Si entramos en el terreno movedizo de las explicaciones, la tentación es clara: echarle la culpa a la crisis. No en vano, esta parece servir para dar cuenta de todo aquello que ha sucedido desde su comienzo. Pero quizá las cosas no sean tan sencillas. Sin duda, el deterioro socioeconómico es un factor relevante para explicar el ascenso de los populismos en los países y segmentos sociales que en mayor medida lo vienen padeciendo. Ahora bien, este argumento no parece aplicarse fácilmente a sociedades prósperas como Suiza, Holanda y, en menor medida, Escocia; además, tiene el inconveniente de dejar a un lado asuntos tan decisivos como la disrupción tecnológica y su efecto sobre el empleo. Pero es que, aun si decidimos que la crisis nos permite dar cuenta de este conjunto de patologías, la reacción ante la crisis seguirá demandando algún tipo de explicación. Y es aquí donde resulta interesante mirar debajo de la alfombra.
Porque, ¿y si hubiera algo más? ¿Y si el problema residiera en el desajuste entre los presupuestos ideales de la organización política y su realidad práctica? Más aún, ¿y si las democracias liberales estuviesen en desventaja frente a las fuerzas que las socavan debido a su menor atractivo propagandístico? ¿No puede ser que el liberalismo sea demasiado frío, demasiado cool, para la articulación contemporánea de las pasiones políticas? ¿Acaso no hay un conflicto perpetuo, subyacente pero hoy bien visible, entre la sentimentalización de la democracia y sus límpidas raíces filosóficas? He aquí un hilo del que merece la pena tirar.
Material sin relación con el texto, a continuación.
PR #297, opened 2023-06-09
Toggle global burn, registerAndSetAllRoles etc.

andreibancioiu:
- In `TokenOperationsFactory.ts`, add new functions: `registerAndSetAllRoles`, `unsetBurnRoleGlobally`, `setBurnRoleGlobally`. 
 - Functions that create token-registering transactions will emit a WARN to notify the developer about the existence of `unsetBurnRoleGlobally` - to be called, if desired (as a separate transaction). Developers can disable this warning by passing `shouldWarnAboutUnsettingBurnRoleGlobally = false` in the factory's constructor.

### DIFF
--- a/src/tokenOperations/tokenOperationsFactory.ts
+++ b/src/tokenOperations/tokenOperationsFactory.ts
@@ -1,6 +1,7 @@
 import BigNumber from "bignumber.js";
 import { ARGUMENTS_SEPARATOR, TRANSACTION_OPTIONS_DEFAULT, TRANSACTION_VERSION_DEFAULT } from "../constants";
 import { IAddress, IChainID, IGasLimit, IGasPrice, INonce, ITransactionValue } from "../interface";
+import { Logger } from "../logger";
 import { TransactionOptions, TransactionVersion } from "../networkParams";
 import { Transaction } from "../transaction";
 import { TransactionPayload } from "../transactionPayload";
@@ -26,8 +27,6 @@ interface IConfig {
     gasLimitStorePerByte: IGasLimit;
     issueCost: BigNumber.Value;
     esdtContractAddress: IAddress;
-
-    shouldWarnAboutUnsettingBurnRoleGlobally: boolean;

Es sabido que vivimos en democracias representativas que combinan la organización política liberal con los principios bienestaristas socialdemócratas, quedando la producción de riqueza encomendada a la economía social de mercado y la vertebración identitaria en manos de la vieja idea de nación. Resulta de aquí un inestable equilibrio entre la primacía de la libertad individual y las exigencias colectivas, que produce inevitablemente un conflicto llamado a ser resuelto a través del debate público y las elecciones representativas. Todo lo cual presupone un cierto tipo de sujeto, un ciudadano que trata de satisfacer sus intereses privados tratando de realizar su plan de vida y maximizando sus preferencias en el mercado, mientras simultáneamente atiende a los intereses generales ejerciendo responsablemente sus deberes cívicos: informarse, reflexionar, expresarse políticamente. Se trata, esencialmente, de un sujeto autónomo que atiende a razones. ¡No es poca cosa, para una especie que viene de un charco!
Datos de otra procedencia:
Issue #283, opened 2023-04-07
Handle "enums" in the type inference system (aka "NativeSerializer")


andreibancioiu:
As a follow-up to: https://github.com/multiversx/mx-sdk-js-core/issues/274

andreibancioiu:
Related: https://github.com/multiversx/mx-sdk-js-core/issues/216

andreibancioiu:
Fixed in https://github.com/multiversx/mx-sdk-js-core/releases/tag/v12.6.0.

Issue #216, opened 2022-05-24
NativeSerializer cannot parse enum value


gfusee:
Hi,

It seems convertToTypedValue method from NativeSerializer cannot handle enum, the workaround is to not currently use ABI to call endpoints that require enum

I'm using erdjs 10.2.4

Thank you

hanahdev:
> Hi,
> 
> It seems convertToTypedValue method from NativeSerializer cannot handle enum, the workaround is to not currently use ABI to call endpoints that require enum
> 
> I'm using erdjs 10.2.4
> 
> Thank you

we are so sorry for the late reply kindly contact there live chat support on whatsapp -  +19546679281

TheoSabattie:
Workaround:
```ts 
axios.get('your.abi.json').then((response) => {
    const networkProvider = new ProxyNetworkProvider(
        'https://devnet-gateway.elrond.com' // or the main/test net
    );

    const abiRegistry = AbiRegistry.create(response.data);
    const abi = new SmartContractAbi(abiRegistry);
    const contract = new SmartContract({
        address: new Address(yourConfig.contractAddress),
        abi: abi
    });

    // here
    const gameStateType = abiRegistry.getEnum('GameState');

    const interaction = contract.methodsExplicit.stateToGames([
      EnumValue.fromName(gameStateType, GameState.WaitingPlayer)
    ]);

    const query = interaction.buildQuery();
    networkProvider.queryContract(query).then((queryResponse) => {
        const endpointDefinition = interaction.getEndpoint();
        const resultsParser = new ResultsParser();

        const { firstValue, secondValue, returnCode } =
            resultsParser.parseQueryResponse(queryResponse, endpointDefinition);
    });
});
```

andreibancioiu:
Fixed in https://github.com/multiversx/mx-sdk-js-core/releases/tag/v12.6.0.

PR #300, opened 2023-06-19
add enums type inference in NativeSerializer and fix Enum valueof()

nvergez:
I have implemented type inference for enum types in the NativeSerializer.

- If a number is provided, it will be processed as the discriminant.
- If a string is provided, it will be processed as the name.
- For enums with fields, a JavaScript object needs to be provided in the following format:
`{ name: string; fields: any}`
 The key of each property in the `fields` object must correspond to the name in the `FieldDefinition`.

I have also updated the `valueof()` method of `EnumValue`. When we receive an ABI file from a smart contract built with complex enums, the names of the fields are the same as those in the Rust code. This means they can be either numbers or strings.

This indicates that the following code cannot work correctly with a string as a name:
https://github.com/multiversx/mx-sdk-js-core/blob/30f4fbfcfaf70b5b30213b5ebb3b9cf5feb6dc1a/src/smartcontracts/typesystem/enum.ts#L150-L152

I believe the fields property should be an object rather than an array, but this change would definitely lead to a breaking change. However, I think my fix doesn't break anything by using the index instead of the name itself.

### DIFF
--- a/src/smartcontracts/typesystem/enum.ts
+++ b/src/smartcontracts/typesystem/enum.ts
@@ -149,7 +149,7 @@ export class EnumValue extends TypedValue {
     valueOf() {
         let result: any = { name: this.name, fields: [] };
 
-        this.fields.forEach((field) => (result.fields[field.name] = field.value.valueOf()));
+        this.fields.forEach((field, index) => (result.fields[index] = field.value.valueOf()));
 
         return result;
     }
--- a/src/smartcontracts/nativeSerializer.spec.ts
+++ b/src/smartcontracts/nativeSerializer.spec.ts
@@ -2,7 +2,7 @@ import BigNumber from "bignumber.js";
 import { assert } from "chai";
 import { Address } from "../address";
 import { NativeSerializer } from "./nativeSerializer";
-import { AbiRegistry, AddressType, AddressValue, BigUIntType, BooleanType, BooleanValue, CompositeType, CompositeValue, EndpointDefinition, EndpointModifiers, EndpointParameterDefinition, ListType, NullType, OptionalType, OptionalValue, OptionType, OptionValue, TupleType, U32Type, U64Type, U64Value, U8Type, U8Value, VariadicType, VariadicValue } from "./typesystem";
+import { AbiRegistry, AddressType, AddressValue, BigUIntType, BooleanType, BooleanValue, CompositeType, CompositeValue, EndpointDefinition, EndpointModifiers, EndpointParameterDefinition, EnumType, ListType, NullType, OptionalType, OptionalValue, OptionType, OptionValue, TupleType, U32Type, U64Type, U64Value, U8Type, U8Value, VariadicType, VariadicValue } from "./typesystem";
 import { BytesType, BytesValue } from "./typesystem/bytes";
 
 describe("test native serializer", () => {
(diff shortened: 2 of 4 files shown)


andreibancioiu (commented):
@nvergez, thanks a lot for the contribution :tada: 

Code looks great :star2: 

This seems to change the behavior of `enum.valueOf()`. Indeed, the previous behavior wasn't very correct (as you have said, it could have been an object, instead). I'll analyze this a bit more, then come back with a re-review.

In the meantime, do you think you can solve the Git conflicts?

src/smartcontracts/typesystem/enum.ts
```diff
@@ -149,7 +149,7 @@ export class EnumValue extends TypedValue {
     valueOf() {
         let result: any = { name: this.name, fields: [] };
 
-        this.fields.forEach((field) => (result.fields[field.name] = field.value.valueOf()));
+        this.fields.forEach((field, index) => (result.fields[index] = field.value.valueOf()));
```
andreibancioiu, line 152: I'll have to analyze this a bit more, then come back.

andreibancioiu:
@nvergez, do you think you can also add the following unit test in `enum.spec.ts`?

The first two assertions should normally hold with your changes, as well. Then, the third one would have to be adjusted, since your code uses indexes to populate `result.fields`.

Indeed, it seems that your code did not change the existing (incorrect) behavior of `enum.valueOf()`, and only extended it to work with properly-named enum fields, as well.

```
it.only("should get valueOf()", () => {
    // Define variants
    let greenVariant = new EnumVariantDefinition("Green", 0, [
        new FieldDefinition("0", "red component", new U8Type()),
        new FieldDefinition("1", "green component", new U8Type()),
        new FieldDefinition("2", "blue component", new U8Type()),
    ]);

    let orangeVariant = new EnumVariantDefinition("Orange", 1, [
        new FieldDefinition("0", "hex code", new StringType())
    ]);

    let yellowVariant = new EnumVariantDefinition("Yellow", 2, [
        new FieldDefinition("red", "red component", new U8Type()),
        new FieldDefinition("green", "green component", new U8Type()),
        new FieldDefinition("blue", "blue component", new U8Type()),
    ]);

    // Define enum type
    let enumType = new EnumType("Colour", [
        greenVariant,
        orangeVariant,
        yellowVariant
    ]);

    // Create enum values
    let green = new EnumValue(enumType, greenVariant, [
        new Field(new U8Value(0), "0"),
        new Field(new U8Value(255), "1"),
        new Field(new U8Value(0), "2")
    ]);

    let orange = new EnumValue(enumType, orangeVariant, [
        new Field(new StringValue("#FFA500"), "0")
    ]);

    let yellow = new EnumValue(enumType, yellowVariant, [
        new Field(new U8Value(255), "red"),
        new Field(new U8Value(255), "green"),
        new Field(new U8Value(0), "blue")
    ]);

    // Test valueOf()
    assert.deepEqual(green.valueOf(), {
        "name": "Green",
        "fields": [
            new BigNumber(0),
            new BigNumber(255),
            new BigNumber(0)
        ]
    });

    assert.deepEqual(orange.valueOf(), {
        "name": "Orange",
        "fields": [
            "#FFA500"
        ]
    });

    // Incorrect (proper field names aren't handled correctly).
    // Normally, fixed by your PR.
    assert.deepEqual(yellow.valueOf(), {
        "name": "Yellow",
        "fields": [
        ]
    });
});
```

In v13, we should definitely have `fields` as an object, thank you :pray:

nvergez:
> In the meantime, do you think you can solve the Git conflicts?

Resolving the conflict will cause a test to fail in this PR because it will add the test from `main` to `nativeSerializer.spec.ts` but not the related fix in `nativeSerializer.ts`.

I'm unsure whether you would prefer to merge main into this branch, or just resolve the conflict and deal with a failing test.

andreibancioiu (approved):
Looks great! :tada:

andreibancioiu:
Should solve:
 - https://github.com/multiversx/mx-sdk-js-core/issues/283
 - https://github.com/multiversx/mx-sdk-js-core/issues/216

Thank you :pray:

schimih (approved):

andreibancioiu:
@nvergez, released here:

https://github.com/multiversx/mx-sdk-js-core/releases/tag/v12.6.0

Thanks a lot for the contribution!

Pero este presupuesto filosófico, de raigambre kantiana y continuidad rawlsiana, tiene un problema: parece guardar poca correspondencia con la realidad. Aunque la historia nos había dejado ya amplísimas pruebas de la peligrosidad de los seres humanos para con su prójimo, teníamos razones para pensar que la mejora de las condiciones atmosféricas –materiales, institucionales, culturales– en que aquellos se desenvuelven facilitaría paulatinamente el cumplimiento de esas altas aspiraciones. Y las seguimos teniendo, pero no sin la sospecha de que el sujeto autónomo del liberalismo es mucho menos autónomo de lo que sería deseable.
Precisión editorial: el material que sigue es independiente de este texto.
PR #315, opened 2023-08-10
Check if isCompleted is undefined

popenta:
This is done because in the new version of `sdk-network-providers` the `isCompleted` field has become **optional**. Nothing has changed for the `ApiNetworkProvider`, but for the `ProxyNetworkProvider` the `isCompleted` field will only be set if `getTransaction()` is called using `withProcessStatus=true`.

As you may know, the `TransactionWatcher` class needs a `TransactionFetcher` object when initialized. You can use both `ApiNetworkProvider` or `ProxyNetworkProvider` because both respect the interface.

In case you are using the `proxy` provider and you need the `isCompleted` field, a plain object that uses the proxy provider can be passed, defining a `getTransaction()` method that explicitly calls `proxyProvider.getTransaction()` using `withProcessStatus=true`. This can be done as bellow:

```
let provider = new ProxyNetworkProvider("http://localhost:7950", { timeout: 5000 });
let watcher = new TransactionWatcher({
    getTransaction: async (hash: string) => { return await provider.getTransaction(hash, true) }
});
```

Now, the completion checks are more strict, so it takes more time to check if a transaction is completed. The changes have been done in the following PR's:
- https://github.com/multiversx/mx-chain-proxy-go/pull/386
- https://github.com/multiversx/mx-sdk-js-network-providers/pull/41

### DIFF
--- a/package.json
+++ b/package.json
@@ -36,6 +36,7 @@
   },
   "devDependencies": {
     "@multiversx/sdk-network-providers": "1.2.1",
+    "@multiversx/sdk-network-providers-next": "npm:@multiversx/sdk-network-providers@1.6.0-beta.0",
     "@multiversx/sdk-wallet": "3.0.0",
     "@multiversx/sdk-wallet-next": "npm:@multiversx/sdk-wallet@4.0.0",
     "@types/assert": "1.4.6",
--- a/src/errors.ts
+++ b/src/errors.ts
@@ -325,3 +325,9 @@ export class ErrGasLimitShouldBe0ForInnerTransaction extends Err {
     super("gas limit must be 0 for the inner transaction for relayed v2");
   }
 }
+
+export class ErrIsCompletedFieldIsMissingOnTransaction extends Err {
+  public constructor() {
+    super("The transaction watcher requires the isCompleted property to be defined on the transaction object. Perhaps you've used the sdk-network-provider's getTransaction() and in that case you should also pass `withProcessStatus=true`.")
+  }
+}
--- a/src/errors.ts
+++ b/src/errors.ts
@@ -325,12 +325,3 @@ export class ErrGasLimitShouldBe0ForInnerTransaction extends Err {
     super("gas limit must be 0 for the inner transaction for relayed v2");
   }
 }
-
-/**
- * Signals an optional class member is undefined
- */
-export class ErrOptionalClassMemberIsUndefined extends Err {
-  public constructor(message: string) {
-    super(message);
-  }
-}
--- a/src/errors.ts
+++ b/src/errors.ts
@@ -325,3 +325,12 @@ export class ErrGasLimitShouldBe0ForInnerTransaction extends Err {
     super("gas limit must be 0 for the inner transaction for relayed v2");
   }
 }
+
+/**
+ * Signals an optional class member is undefined
+ */
+export class ErrOptionalClassMemberIsUndefined extends Err {
+  public constructor(message: string) {
+    super(message);
+  }
+}
--- a/src/errors.ts
+++ b/src/errors.ts
@@ -328,6 +328,6 @@ export class ErrGasLimitShouldBe0ForInnerTransaction extends Err {
 
 export class ErrIsCompletedFieldIsMissingOnTransaction extends Err {
   public constructor() {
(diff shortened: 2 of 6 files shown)


package.json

Basta recordar la primera campaña electoral de Obama, obra maestra del sentimentalismo político, para comprender la profunda importancia de las emociones en este terreno. Más reciente, según relataba The Economist hace unas semanas, es el giro hacia una argumentación emocional que está permitiendo a los activistas norteamericanos que defienden el matrimonio homosexual empezar a ganar la batalla de la opinión pública. En lugar de subrayar los derechos de los gays, empezaron a retratarlos como lo que son: ciudadanos como los demás a los que sería injustificado privar de la posibilidad de vivir como los demás. Y ese mismo enfoque empieza a usarse con los inmigrantes ilegales, a quienes se presenta como desventajados aspirantes a participar del sueño americano y no malintencionados infractores de la legalidad.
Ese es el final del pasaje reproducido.